A ETA chega hoje ao fim por decisão própria, numa altura em que já não era mais que um anacronismo remanescente dos anos de brasa das décadas de 70 e 80 do século passado – quando não só a Espanha mas também o Reino Unido, a França, a Alemanha, a Itália e Portugal tiveram que se haver com fenómenos semelhantes: o da luta armada no seio das suas próprias cidades.
Responsável pela segunda mais sangrenta guerra no território espanhol no período contemporâneo, a chamada Guerra do Norte deixou um rasto de mais de 800 mortes e uma ferida social que ainda não suturou. Os analistas afirmam que a ETA fecha de vez as portas, mas, tal como a vontade de independência do País Basco não nasceu com a ETA, também não vai desaparecer com a sua insolvência.
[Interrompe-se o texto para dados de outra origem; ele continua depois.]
PR #117, opened 2020-07-22
Initial ipv6 enable/disable module

jirolin:
##### SUMMARY

Initial implementation of ```win_ipv6``` module

This module is a function to disable or enable ipv6 status of Windows network adapter.

Most Japanese companies often disable ipv6 on Windows OS network adapters.

##### ISSUE TYPE

- New Module Pull Request

##### COMPONENT NAME

win_ipv6


jborean93:
So while I do see a use case for this I don't think we want just a module to deal with the actual state of 1 network adapter component. It sounds like we want something like `win_net_adapter_feature` that can be used to configure the features of a network adapter like IPv6 and so on. It could be limited to just IPv6 at the start but it allows it to be expanded in the future with more features as desired.

jirolin:
@jborean93 
Thanks for your comment!
It seems good that we add args.componentId.
When I want to enable or disable the IPv6 network adapter,
I can specify the componentId as ms_tcpip6.
If I want to enable or disable another network adapter,
I can specify the componentId as ms_tcpip6.ms_lldp,ms_rspndr, ms_implat, and so on.
The "win_net_adapter_feature" is wonderful name!
So, we want to adopt this name for this new win_module name.

I will try using the following.

```
---
- win_net_adapter_feature:
    interfaces:
      - Ethernet0
      - Ethernet1
    status: disable
    componentID:
      - ms_tcpip6
      - ms_implat
```

jborean93:
I would even suggest further that we make `componentID` to something like `component` or even just `feature` to fix the module name. There should be a module maintained mapping between a human friendly name like `ipv6` to `ms_tcpip6` so end users of the module don't need to know the actual component name as set in Windows. Seeing something like

```
- win_net_adapter_feature:
    interfaces:
      - Ethernet0
      - Ethernet1
    state: disable
    feature:
      - ipv6
      - multiplexor
```

Makes it a bit more obvious we are disabling the `ipv6` and `multiplexor` features/components for those adapters. Also using `state` is more aligned with what most of our other modules support.

jirolin:
@jborean93 
Thanks for your suggestion!

Just as you say, it's good that mapping `componentID` to `feature` and adoption of  `state` when we consider the user-friendliness of this module.
I'm just concerned the following two cases.

1. We may not be able to all of the `componentID`. 
Firstly, when we mapping `componentIDs` , I think it's hard to support all of the `componentIDs`.
For example, in the following case(my Windows10),
there are two special network components.("Trend Micro NDIS 6.0 Filter Driver" and "Juniper Network Service") 
I wonder if the best way is to map only Windows default `componentIDs`,
 or not to map, and just to specify `componentID` whatever each user selects like "Tmlwf"and "jnprns".
```
PS C:\Users\jirolin> Get-NetAdapterBinding |where-object {$_.Name -match "Wi-Fi"}| select DisplayName, ComponentID      
DisplayName                                       ComponentID
-----------                                       -----------
Microsoft LLDP プロトコル ドライバー              ms_lldp
Link-Layer Topology Discovery Responder           ms_rspndr
Microsoft Network Adapter Multiplexor Protocol    ms_implat
インターネット プロトコル バージョン 4 (TCP/IPv4) ms_tcpip
Trend Micro NDIS 6.0 Filter Driver                Tmlwf
Microsoft ネットワーク用クライアント              ms_msclient
Microsoft ネットワーク用ファイルとプリンター共有  ms_server
Link-Layer Topology Discovery Mapper I/O Driver   ms_lltdio
インターネット プロトコル バージョン 6 (TCP/IPv6) ms_tcpip6
QoS パケット スケジューラ                         ms_pacer
Juniper Network Service                           jnprns
```

2. the case of the win_feature module
Secondly, in the [win_feature module](https://docs.ansible.com/ansible/latest/modules/win_feature_module.html),
there are no mapped `features`, we just specifiy names of `features`.
I just know that the number of `features`  supported by the `win_feature` module is much larger than that of `componentID`,
so it's difficult to map all of the `features`.
And,I know we may not need to map the `features` ,because it's easier to understand the name of `features` than the name of `coponentID`.

I'd like to hear your opinion based on the cases above.

jborean93:
I suppose if there was a simple way of translating a name to the actual ID in PowerShell that's less of an issue. From my perspective when I looked at your original example I had to look up what `ms_implat` represented. This somewhat goes against the self documenting nature of an Ansible task but I can see how it doesn't mesh well with custom adapters. I think for now lets just go with the raw component name like you originally had and make sure we put in the docs for the module a way to translate the name in the GUI to the component name.

The option name should also follow the `snake_case` format but in reality I would just have it as `component` or `feature`.

jirolin:
@jborean93 
Thanks for your comment!

I modified the `win_net_adapter_feature.py` in order to make it easier to confirm `componentID`s.
So, we specify `componentID`s ,but we can confirm the meaning that the `componentID`s imply.
I would like you to check this module.

plugins/modules/win_net_adapter_feature.ps1
```diff
@@ -0,0 +1,127 @@
...
+# (at your option) any later version.
+#
+# Ansible is distributed in the hope that it will be useful,
+# but WITHOUT ANY WARRANTY; without even the implied warranty of
+# MERCHANTABILITY or FITNESS FOR A PARTICULAR PURPOSE. See the
+# GNU General Public License for more details.
+#
+# You should have received a copy of the GNU General Public License
+# along with Ansible. If not, see <http://www.gnu.org/licenses/>.
+#
```
jborean93, line 19:
```suggestion

# Copyright: (c) 2020, ライトウェルの人 <jiro.higuchi@shi-g.com>
# GNU General Public License v3.0+ (see COPYING or https://www.gnu.org/licenses/gpl-3.0.txt)

```

We try to use the shorter copyright text.

plugins/modules/win_net_adapter_feature.py
```diff
@@ -0,0 +1,70 @@
...
+      - ms_rspndr (Link-Layer Topology Discovery Responder)
+      - ms_msclient (Client for Microsoft Networks)
+      - ms_pacer (QoS Packet Scheduler)
+      - If you'd like to set custom adapters like 'Juniper Network Service',
+      - confirm the componentID by 'Get-NetAdapterBinding' cmdlet.
+    type: str
+    required: yes
+
+author:
+  - ライトウェルの人 (@jirolin)
```
jborean93, line 48: There's no need to change this, it will be interesting to see if our build tools will work with non-ascii characters. It should be fine but merely just a comment that I haven't seen a module use Japanese characters before.

plugins/modules/win_net_adapter_feature.py
```diff
@@ -0,0 +1,70 @@
+#!/usr/bin/python
+# -*- coding: utf-8 -*-
+
+# Copyright: (c) 2020, ライトウェルの人 <jiro.higuchi@shi-g.com>
+# GNU General Public License v3.0+ (see COPYING or https://www.gnu.org/licenses/gpl-3.0.txt)
+
+# this is a windows documentation stub.  actual code lives in the .ps1
+# file of the same name
```
jborean93, line 8: No need for these lines anymore

```suggestion
```

plugins/modules/win_net_adapter_feature.py
```diff
@@ -0,0 +1,70 @@
...
+
+DOCUMENTATION = r'''
+---
+module: win_net_adapter_feature
+short_description: Enable or disable certain network adapters.
```
jborean93, line 13:
```suggestion
short_description: Enable or disable certain network adapters features.
```

plugins/modules/win_net_adapter_feature.py
```diff
@@ -0,0 +1,70 @@
...
+description:
+     - Enable or disable ms_tcpip6 of a certain network adapter or all the network adapters.
```
jborean93, line 15: The module is no longer limited to just IPv6, would be best to make this a bit more generic.,

plugins/modules/win_net_adapter_feature.py
```diff
@@ -0,0 +1,70 @@
...
+options:
+  interface:
+    description:
+      - Name of Network Adapter Interface. For example, 'Ethernet0' or '*'.
```
jborean93, line 19: When quoting values, best to use `C()` instead of `''`. Using `C()` will have our doc generator emphasis the text and it's designed to be used for module option values.

```suggestion
      - Name of Network Adapter Interface. For example, C(Ethernet0) or C(*).
```

Another common formatter to use is `I()` which is designed to be used with module options themselves, like `I(state)` and so on.

plugins/modules/win_net_adapter_feature.py
```diff
@@ -0,0 +1,70 @@
...
+    type: str
+    choices:
+      - enable
+      - disable
+    required: yes
+  componentID:
+    description:
+      - Specify the below componentID of network adapters.
+      - componentID (DisplayName)
+      - ms_implat (Microsoft Network Adapter Multiplexor Protocol)
```
jborean93, line 34: I would enclose the actual `componentID` in `C()` like so

```suggestion
      - C(ms_implat) (Microsoft Network Adapter Multiplexor Protocol)
```

plugins/modules/win_net_adapter_feature.py
```diff
@@ -0,0 +1,70 @@
...
+      - ms_lltdio (Link-Layer Topology Discovery Mapper I/O Driver)
+      - ms_tcpip6 (Internet Protocol Version 6 (TCP/IPv6))
+      - ms_tcpip (Internet Protocol Version 4 (TCP/IPv4))
+      - ms_lldp (Microsoft LLDP Protocol Driver)
+      - ms_rspndr (Link-Layer Topology Discovery Responder)
+      - ms_msclient (Client for Microsoft Networks)
+      - ms_pacer (QoS Packet Scheduler)
+      - If you'd like to set custom adapters like 'Juniper Network Service',
+      - confirm the componentID by 'Get-NetAdapterBinding' cmdlet.
```
jborean93, line 43: When you add a new line with `-` you are putting the values in separate paragraphs. Just continue the line as the limit is ~160 characters

```suggestion
      - If you'd like to set custom adapters like 'Juniper Network Service', get the I(component_id) by running the C(Get-NetAdapterBinding) cmdlet.
```

plugins/modules/win_net_adapter_feature.py
```diff
@@ -0,0 +1,70 @@
...
+    required: yes
+  state:
+    description:
+      - Specify the state of ms_tcpip6 of interfaces.
+    type: str
+    choices:
+      - enable
+      - disable
+    required: yes
+  componentID:
```
jborean93, line 30: For Ansible options we follow the `snake_case` format. This means this should be `component_id`.

```suggestion
  component_id:
```

plugins/modules/win_net_adapter_feature.py
```diff
@@ -0,0 +1,70 @@
...
+    required: yes
+
+author:
+  - ライトウェルの人 (@jirolin)
+'''
+
+
+EXAMPLES = r'''
+- name: enable multiple interfaces of multiple interfaces
+  win_net_adapter_feature:
```
jborean93, line 54: Since moving to a collection the examples should be the fully qualified collection name like so

```suggestion
  community.windows.win_net_adapter_feature:
```

plugins/modules/win_net_adapter_feature.py
```diff
@@ -0,0 +1,70 @@
...
+    interface:
+    - 'Ethernet0'
+    - 'Ethernet1'
+    state: enable
+    componentID:
+    - ms_tcpip6
+    - ms_server
+
+- name: Enable ms_tcpip6 of all the Interface
+  win_net_adapter_feature:
```
jborean93, line 64:
```suggestion
  community.windows.win_net_adapter_feature:
```

plugins/modules/win_net_adapter_feature.ps1
```diff
@@ -0,0 +1,127 @@
...
+    If($componentID_name.Length -gt 0) {
+        $componentIDs = @($componentID_name)
+    }
+    Else {
+        $componentIDs = @()
+    }
+}
+Else {
+    $componentIDs = $componentID_name
+}
```
jborean93, line 75: So we want to avoid adding any new modules that use the `Legacy` wrapper. There are quite a few missing features when you use this util compared to the replacement. Also when you use the replacement you can get rid of a lot of boilerplate checks that are currently present in the module like so.

Keep in mind there are a few things you need to do differently compared to `Ansible.ModuleUtils.Legacy` like:

* Any calls to `Fail-Json` need to be replaced with `$module.FailJson("msg")`
* Any calls to `Exit-Json` need to be replaced with `$module.ExitJson()`
* Setting a `$result.changed = $true` is now `$module.Result.changed = $true`

```suggestion
$spec = @{
    options = @{
        interface = @{ type = 'list'; elements = 'str'; required = $true }
        state = @{ type = 'str'; choices = 'disabled', 'enabled'; default = 'enabled' }
        component_id = @{ type = 'list'; elements = 'str'; required = $true }
    }
    supports_check_mode = $true
}
$module = [Ansible.Basic.AnsibleModule]::Create($args, $spec)

$interface = $module.Params.interface
$state = $module.Params.state
$component_id = $module.Params.component_id
$check_mode = $module.CheckMode
```

plugins/modules/win_net_adapter_feature.ps1
```diff
@@ -0,0 +1,127 @@
...
+
+Try {
```
jborean93, line 77: Don't wrap the code in a blank `try/catch`. Any unhandled exceptions are reported back to Ansible and by catching and calling Fail-Json you are effectively loosing some information that might be useful to the end user.

jborean93 (changes requested):
I've left some comments in the review. There are 2 major things that need to be done before this module can be merged

* Move away from `Ansible.ModuleUtils.Legacy` to the newer format
* Add tests for check mode operations

The first brings a lot of benefits that are missing with the `Legacy` wrapper like

* Doc validation against the actual argspec
* Argspec value reporting when running with `-vvv` at runtime
* Better value validation, support for list values
* Better error reporting with `FailJson`

Happy to help with the transition where I can but hopefully the comments I've left so far help start the process. You can also have a read of https://docs.ansible.com/ansible/latest/dev_guide/developing_modules_general_windows.html to learn more about this newer format.

plugins/modules/win_net_adapter_feature.py
jirolin: Thank you for pointing it out!
I missed it.

plugins/modules/win_net_adapter_feature.py
jirolin: Thanks for the description fix!

plugins/modules/win_net_adapter_feature.py
jirolin: Thank you for pointing it out!

plugins/modules/win_net_adapter_feature.py
jirolin: Thank you!

plugins/modules/win_net_adapter_feature.py
jirolin: Thank you!

plugins/modules/win_net_adapter_feature.py
jirolin: As you say, it is the rare case that  a module use Japanese characters.
I would like to leave my account name as it is.

plugins/modules/win_net_adapter_feature.py
jirolin: Thank you.
I need to learn a lot of things for transition to Ansible.collection.
I hadn't checked it thoroughly.

plugins/modules/win_net_adapter_feature.ps1
jirolin: Thank you for pointing it out!
I need to fix this and to execute tests again for transition to ansible collection.

plugins/modules/win_net_adapter_feature.ps1
jirolin: Thank you!
I need to check the docs carefully and to execute tests again.

plugins/modules/win_net_adapter_feature.py
jborean93: That's perfectly fine, sorry I didn't mean to say you should change it. I was merely trying to say that I've never encountered it before and I hope the doc builder can handle it fine (which it should) :).

plugins/modules/win_net_adapter_feature.ps1
jborean93: No worries, it unfortunately isn't a simple swap over but we tried to make it as painless as we could while adding support for newer features.

Hax7:
I would like to see this module merged and I hope interfaces can be set to all like in this command `"Disable-NetAdapterBinding -Name "*" -ComponentID ms_tcpip6"`

jirolin:
@Hax7 
Thanks for your comment!
As the following example, the module can accept `'*'` as the `interface` argument.

```
- name: Enable ms_tcpip6 of all the Interface
  community.windows.win_net_adapter_feature:
    interface: '*'
    state: enabled
    component_id:
    - ms_tcpip6
```
@jborean93 
After merging your improved code, I've improved the code and the test cases as possible.
I would be grateful if you could check this module again.

jborean93 (approved):
Sorry for the delay, the changes look great. I've just made 2 simple changes so we can merge it in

No dia 16 de Agosto de 1893, em Guernica, País Basco – a cidade que Picasso imortalizaria em 1937 – os separatistas arriaram uma bandeira espanhola do mastro de uma sociedade recreativa local e incendiaram-na, enquanto gritavam “morra Espanha”. Era a voz da mais antiga vontade independentista de Espanha (mais antiga que a do reino da Catalunha ou a de condado portucalense) a voltar a fazer-se ouvir, daquela vez mais alto que o costume, mas ainda não tão alto como em Janeiro de 1959 (e não em 31 de julho, dia do santo padroeiro dos bascos, Santo Inácio de Loyola, como a historiografia mais confessional pretende), quando foi criada a ETA.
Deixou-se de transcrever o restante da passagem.